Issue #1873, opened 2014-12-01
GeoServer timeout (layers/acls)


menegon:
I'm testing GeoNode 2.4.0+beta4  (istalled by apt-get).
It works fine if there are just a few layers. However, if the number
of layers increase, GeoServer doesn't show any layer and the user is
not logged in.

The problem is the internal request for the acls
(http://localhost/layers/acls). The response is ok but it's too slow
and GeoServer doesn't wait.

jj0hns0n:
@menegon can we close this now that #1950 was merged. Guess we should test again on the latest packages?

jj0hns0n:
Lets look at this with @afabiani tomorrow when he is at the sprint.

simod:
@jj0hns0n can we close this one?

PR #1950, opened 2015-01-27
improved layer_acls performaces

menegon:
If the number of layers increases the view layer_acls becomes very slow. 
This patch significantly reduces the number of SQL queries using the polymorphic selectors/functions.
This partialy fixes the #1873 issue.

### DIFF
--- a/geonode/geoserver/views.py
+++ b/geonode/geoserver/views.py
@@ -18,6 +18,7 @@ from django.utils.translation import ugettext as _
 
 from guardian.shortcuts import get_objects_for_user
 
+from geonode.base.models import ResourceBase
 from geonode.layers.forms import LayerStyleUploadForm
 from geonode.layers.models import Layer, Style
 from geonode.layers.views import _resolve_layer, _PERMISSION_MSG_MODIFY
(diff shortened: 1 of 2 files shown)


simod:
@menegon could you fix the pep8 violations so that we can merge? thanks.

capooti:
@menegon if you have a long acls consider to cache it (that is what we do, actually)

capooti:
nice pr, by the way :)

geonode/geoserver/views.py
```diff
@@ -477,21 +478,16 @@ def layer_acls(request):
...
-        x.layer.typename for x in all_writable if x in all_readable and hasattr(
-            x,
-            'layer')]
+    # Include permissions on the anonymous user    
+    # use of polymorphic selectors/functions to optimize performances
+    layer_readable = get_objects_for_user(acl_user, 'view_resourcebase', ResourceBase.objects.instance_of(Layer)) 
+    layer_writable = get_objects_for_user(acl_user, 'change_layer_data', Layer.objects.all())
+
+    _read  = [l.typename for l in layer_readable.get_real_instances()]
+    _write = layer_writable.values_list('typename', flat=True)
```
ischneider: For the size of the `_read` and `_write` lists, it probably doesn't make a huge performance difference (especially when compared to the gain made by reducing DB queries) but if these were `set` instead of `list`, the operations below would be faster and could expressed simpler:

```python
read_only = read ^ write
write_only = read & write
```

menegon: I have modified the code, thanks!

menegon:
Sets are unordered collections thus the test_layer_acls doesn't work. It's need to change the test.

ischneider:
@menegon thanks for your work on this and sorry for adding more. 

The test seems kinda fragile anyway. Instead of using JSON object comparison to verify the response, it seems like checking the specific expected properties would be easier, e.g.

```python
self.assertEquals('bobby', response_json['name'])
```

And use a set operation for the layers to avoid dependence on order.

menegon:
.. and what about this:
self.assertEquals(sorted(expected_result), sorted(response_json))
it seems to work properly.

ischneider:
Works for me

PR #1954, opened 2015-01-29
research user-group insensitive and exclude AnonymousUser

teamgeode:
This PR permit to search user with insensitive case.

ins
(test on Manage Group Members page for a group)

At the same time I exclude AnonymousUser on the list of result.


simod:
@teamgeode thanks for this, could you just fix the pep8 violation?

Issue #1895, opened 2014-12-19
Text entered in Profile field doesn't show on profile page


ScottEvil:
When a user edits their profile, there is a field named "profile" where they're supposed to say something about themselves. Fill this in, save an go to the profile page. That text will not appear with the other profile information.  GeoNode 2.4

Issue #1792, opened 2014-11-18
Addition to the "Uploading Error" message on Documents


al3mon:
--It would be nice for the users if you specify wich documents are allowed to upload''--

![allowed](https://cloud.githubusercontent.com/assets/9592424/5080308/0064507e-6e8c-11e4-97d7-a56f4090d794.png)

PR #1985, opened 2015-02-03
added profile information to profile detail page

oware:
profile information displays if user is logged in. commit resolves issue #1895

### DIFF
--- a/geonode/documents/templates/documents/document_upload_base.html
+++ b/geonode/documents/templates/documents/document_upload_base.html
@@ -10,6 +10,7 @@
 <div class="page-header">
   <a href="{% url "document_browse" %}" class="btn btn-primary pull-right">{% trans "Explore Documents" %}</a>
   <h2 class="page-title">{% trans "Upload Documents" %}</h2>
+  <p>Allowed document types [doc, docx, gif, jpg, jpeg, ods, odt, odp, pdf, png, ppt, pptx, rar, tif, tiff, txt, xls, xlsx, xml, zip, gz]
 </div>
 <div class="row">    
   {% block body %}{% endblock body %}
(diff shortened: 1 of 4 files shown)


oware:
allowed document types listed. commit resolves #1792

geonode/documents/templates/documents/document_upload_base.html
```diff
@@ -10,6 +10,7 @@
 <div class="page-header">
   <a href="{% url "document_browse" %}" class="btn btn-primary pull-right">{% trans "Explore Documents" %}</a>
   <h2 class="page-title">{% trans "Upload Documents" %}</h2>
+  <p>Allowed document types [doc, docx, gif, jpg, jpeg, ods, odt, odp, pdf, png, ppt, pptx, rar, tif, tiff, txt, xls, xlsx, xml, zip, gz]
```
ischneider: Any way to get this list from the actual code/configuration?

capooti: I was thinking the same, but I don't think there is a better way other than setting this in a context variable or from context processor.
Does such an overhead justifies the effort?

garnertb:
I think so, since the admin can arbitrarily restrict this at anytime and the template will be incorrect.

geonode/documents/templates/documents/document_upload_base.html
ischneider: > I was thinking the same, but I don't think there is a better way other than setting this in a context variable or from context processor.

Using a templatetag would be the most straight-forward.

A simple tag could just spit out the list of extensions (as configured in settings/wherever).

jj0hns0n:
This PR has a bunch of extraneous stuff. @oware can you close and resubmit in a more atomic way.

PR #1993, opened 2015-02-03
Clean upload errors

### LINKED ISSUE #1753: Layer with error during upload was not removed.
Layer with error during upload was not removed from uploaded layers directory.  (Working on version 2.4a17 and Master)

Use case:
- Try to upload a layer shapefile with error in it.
------------------------------------------------------------------------
**EXERCISE PROMPT**
Determine the number of lines in the preceding data that contain the word "request". Reply with that number only.

**REPLY**
2